Calculating the Frequency of EM Waves

The frequency of an electromagnetic wave is a measurement of the number of wave oscillations passing a given point in a given period of time.

The frequency of a wave is a measurement of the number of waves passing a given point in a given time!

The frequency of incident light is unchanged as it travels from air into water and undergoes refraction.

Violet has the highest frequency of visible light.

Yes! As the frequency of oscillations of an electromagnetic wave increases the wavelength decreases.

The hertz (symbol: Hz) is a unit used to measure the frequency of electromagnetic waves. It represents the number of wave-cycles per second.

• One hertz is defined as one cycle per second.
• Hertz measure the number of oscillations of the perpendicular electric and magnetic fields in electromagnetic radiation per second.
• Frequency conversions:

• 1 Hertz (Hz) = 1 cycle per second
• 1 Kilohertz (kHz) = 1,000 (thousand) cycles per second
• 1 Megahertz (MHz) = 1,000,000 (million) cycles per second
• 1 Gigahertz (GHz) = 1,000,000,000 (billion) cycles per second
• 1 Terahertz (THz) = 1,000,000,000,000 (trillion )cycles per second

A wave is a disturbance that travels through a medium or space, transporting energy from one point to another. Waves can travel through a medium, like waves rippling across a lake, or through space, like the electromagnetic waves that carry sunlight to Earth.

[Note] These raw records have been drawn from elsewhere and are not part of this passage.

PR #44, opened 2019-09-05
add all.json stat file

willr3:


core/src/main/java/io/hyperfoil/core/impl/statistics/StatisticsStore.java
```diff
@@ -84,12 +85,309 @@ public void record(String address, int phaseId, int stepId, String metric, Stati
...
+         }
+         if(!fork.equals(phaseSplit[2])) {//fork name should always be new
+            jGenerator.writeFieldName(phaseSplit[2]);
+            fork = phaseSplit[2];
+
+            jGenerator.writeStartObject();//start fork
+            jGenerator.writeFieldName(key );
+            jGenerator.writeStartObject();//all metric for fork
+         }
+         //jGenerator.writeFieldName(data.metric);
```
rvansa: forgotten?

core/src/main/java/io/hyperfoil/core/impl/statistics/StatisticsStore.java
```diff
@@ -99,6 +397,202 @@ public void persist(Path dir) throws IOException {
...
+      jGenerator.writeEndArray();//end failure array
+
+      //per phase.metric histogram and series
+      jGenerator.writeFieldName("phase");
+      phaseIterFor(jGenerator,sorted,(data)->data.phase,(key,data)->{
+         try {
+            jGenerator.writeFieldName(data.metric);
+            jGenerator.writeStartObject();//start metric
+
+            double outputValueUnitScalingRatio = 1000_000.0;
```
rvansa: constants should be static final fields

core/src/main/java/io/hyperfoil/core/impl/statistics/StatisticsStore.java
```diff
@@ -84,12 +85,309 @@ public void record(String address, int phaseId, int stepId, String metric, Stati
...
+
+         jGenerator.writeEndObject();
+      }
+      jGenerator.writeEndArray();//end total.csv
+   }
+   public <T> void phaseIterFor(JsonGenerator jGenerator,
+                                T[] sorted,
+                                Function<T,String> toString,
+                                BiConsumer<String,T> consumer,
+                                Consumer<String> onNewPhase,
```
rvansa: I wonder if it could look better had you moved all the lambdas to an object with multiple methods...

core/src/test/java/io/hyperfoil/core/impl/statistics/StatisticsStoreTest.java
```diff
@@ -0,0 +1,108 @@
...
+      snapshot.histogram.recordValue(1_000);
+      snapshot.histogram.recordValue(10_000);
+      snapshot.histogram.recordValue(30_000);
+      snapshot.histogram.recordValue(60_000);
+      snapshot.histogram.recordValue(120_000);
+      snapshot.histogram.recordValue(666_000_000);
+
+      store.record("address",phase.id(), step.id(), "metric1",snapshot);
+      store.recordSessionStats("address",1*60_000,"phaseName/001/test",1,10);
+//      snapshot.sequenceId=101;
```
rvansa: could you drop code that's commented out?

core/src/test/java/io/hyperfoil/core/impl/statistics/StatisticsStoreTest.java
```diff
@@ -0,0 +1,108 @@
...
+//      snapshot.histogram.setStartTimeStamp(2*60_000);
+//      snapshot.histogram.setEndTimeStamp(3*60_000);
+//      store.record("address",1,1,"metric1",snapshot);
+      snapshot.sequenceId=201;
```
rvansa: I still don't think it's a good idea to overwrite the snapshot object - the one you've recorded on line 66 is probably stored somewhere and you're modifying it (no defensive copy made).

core/src/main/java/io/hyperfoil/core/impl/statistics/StatisticsStore.java
```diff
@@ -84,12 +85,309 @@ public void record(String address, int phaseId, int stepId, String metric, Stati
...
+      for(Iterator<HistogramIterationValue> iter = iterationValues.iterator(); iter.hasNext();){
+         HistogramIterationValue iterValue = iter.next();
+
+         jGenerator.writeStartObject();
+         jGenerator.writeNumberField("Value",iterValue.getValueIteratedTo() / outputValueUnitScalingRatio);
+         jGenerator.writeNumberField("Percentile",iterValue.getPercentileLevelIteratedTo() / 100.0D);
+         jGenerator.writeNumberField("TotalCount",iterValue.getTotalCountToThisValue());
+
+         if(iterValue.getPercentileLevelIteratedTo() != 100.0D){
+            jGenerator.writeNumberField("1/(1-Percentile)",1.0D / (1.0D - iterValue.getPercentileLevelIteratedTo() / 100.0D));
```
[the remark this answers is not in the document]
willr3: We already have a dependency on direct floating point comparison...
https://github.com/HdrHistogram/HdrHistogram/blob/master/src/main/java/org/HdrHistogram/AbstractHistogram.java#L1801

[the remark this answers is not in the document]
rvansa: Ok, use whatever variant you prefer.

core/src/main/java/io/hyperfoil/core/impl/statistics/StatisticsStore.java
```diff
@@ -84,12 +85,309 @@ public void record(String address, int phaseId, int stepId, String metric, Stati
...
+         }
+         jGenerator.writeEndObject();
+      }
+      jGenerator.writeEndArray();//end histogram
+   }
+   public void seriesArray(JsonGenerator jGenerator, List<StatisticsSummary> series) throws IOException{
+      jGenerator.writeStartArray();//series
+      if(series!=null){
+         for(StatisticsSummary summary : series){
+            jGenerator.writeStartObject();
```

• Electromagnetic waves are generally invisible to the human eye, the exception is the visible spectrum, with wavelengths between approximately 400 and 700 nanometres.
• Beyond this range, whether the wavelengths are longer (as in radio and microwaves) or shorter (as in ultraviolet, X-rays, and gamma rays), our eyes cannot detect them.
• Although we cannot see most electromagnetic waves, we can perceive some in other ways. For instance, infrared waves are felt as heat, and electric current (which produces electromagnetic waves) can cause a buzzing sensation in a wire or cause electrocution.

A wave-cycle is the complete up-and-down motion of a wave, from one crest (peak) to the next crest, or from one trough (dip) to the next trough. Visualize a wave cycle as a series of points plotted along the path of a wave from one crest to the subsequent crest.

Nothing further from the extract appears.